"""

PR #1525, opened 2020-12-03
Add NCBI aliases to hg19

cmdcolin:
Currently the NCBI GFF was failing on some chromosomes in the config_demo

This came down to the GFF having been processed (by me) with a script that renamed the chromosomes in the GFF file and missed some including chr17 for example

This updates it so the NCBI GFF we use has native NCBI chromosome IDs e.g. NC_000001.10 and adds the NCBI chromosome IDs to the hg19_aliases.txt (they already existed in hg38_aliases.txt)


cmdcolin:
Example where ncbi gff3tabix track is blank on chr17 while gencode track was full

Noticed by @elliothershberg 

http://s3.amazonaws.com/jbrowse.org/code/jb2/master/index.html?config=test_data%2Fconfig_demo.json&session=share-hHJTfq11Q0&password=a5SCP

cmdcolin:
This only affected config_demo.json config, not the one linked from jbrowse.org which is the normal config.json

cmdcolin:
At least, unless someone used ncbi chromosome ids on the config.json but that is rare...would be fixed after adding this change though

garrettjstevens:
How was this list of aliases generated? I'm asking because I have script that I've used before to generate a list of aliases from the Ensembl rest API, but my list is a bit different. It includes some aliases not in this list (like `CM000663.1` as an alias for `chr1`), but doesn't include some others that are in this list (like `chr1_gl000191_random` as an alias for `GL000191.1`). Maybe we could combine them somehow?

cmdcolin:
I got them from https://github.com/dpryan79/ChromosomeMappings/blob/master/GRCh37_NCBI2UCSC.txt


I added them to our file with the join command line command...kind of obscure but looks like this...kind of like a mysql merge

```
sort -k2,2 hg19_aliases.txt
sort -k2,2 file_to_merge.txt
# use tab separator, and merge on the second column from both file 1 (-1) and file 2 (-2)
join -t $'\t' -1 2 -2 2 hg19_aliases.txt file_to_merge.txt
```


There was also a good thread here on twitter https://twitter.com/jeromekelleher/status/1273887681949425664

Those IDs that you list are genbank, could be interesting to add those too

PR #1529, opened 2020-12-07
Display subfeatures in feature details widget

cmdcolin:
Alternative to #1317


cmdcolin:
The aims of this include

0) Include a bit of refactoring that was done in #1503 
1) Render subfeature details from #1317 
2) Avoid the issue of #1317 where all subfeatures are in a list, and instead allow nested subfeatures
3) Always render one level of subfeatures, and make the rest in a defaultExpanded=false accordion

plugins/alignments/src/AlignmentsFeatureDetail/AlignmentsFeatureDetail.tsx
```diff
@@ -73,36 +64,17 @@ interface AlnInputProps {
...
-}
-
 const AlignmentFeatureDetails: FunctionComponent<AlnInputProps> = props => {
-  const { model } = props
+  const { model, omit = [] } = props
   const feat = JSON.parse(JSON.stringify(model.featureData))
   return (
     <Paper data-testid="alignment-side-drawer">
-      <BaseFeatureDetails
+      <BaseFeatureDetails {...props} />
```
cmdcolin, line 72: I was not seeing the performance hit from viewing a long read that was seen previously, so this was removed

cmdcolin:
Screenshot

localhost_3000__config=test_data%2Fvolvox%2Fconfig json session=local-6iQC0ihJW

PR #1530, opened 2020-12-07
Add spreadsheet filter support for derived columns

elliothershberg:
#1158 introduced derived columns for BED and VCF files. This caused issues with the filtering functionality in the spreadsheet. This PR adds minor fixes to add support for filtering the spreadsheet using these derived columns.


rbuels (approved):
That's nice and simple. I seem to remember the reason we didn't do this in the first place was for performance, but I guess now that it's paginated I guess that isn't much of a concern anymore.

cmdcolin:
lgtm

"""

■ **THE PROBLEM**: Each line, starting with the one that holds "That's nice and" and ending with the last line of the listing, is to be restated exactly.

■ **ANSWER TO THIS PROBLEM**:
That's nice and simple. I seem to remember the reason we didn't do this in the first place was for performance, but I guess now that it's paginated I guess that isn't much of a concern anymore.

cmdcolin:
lgtm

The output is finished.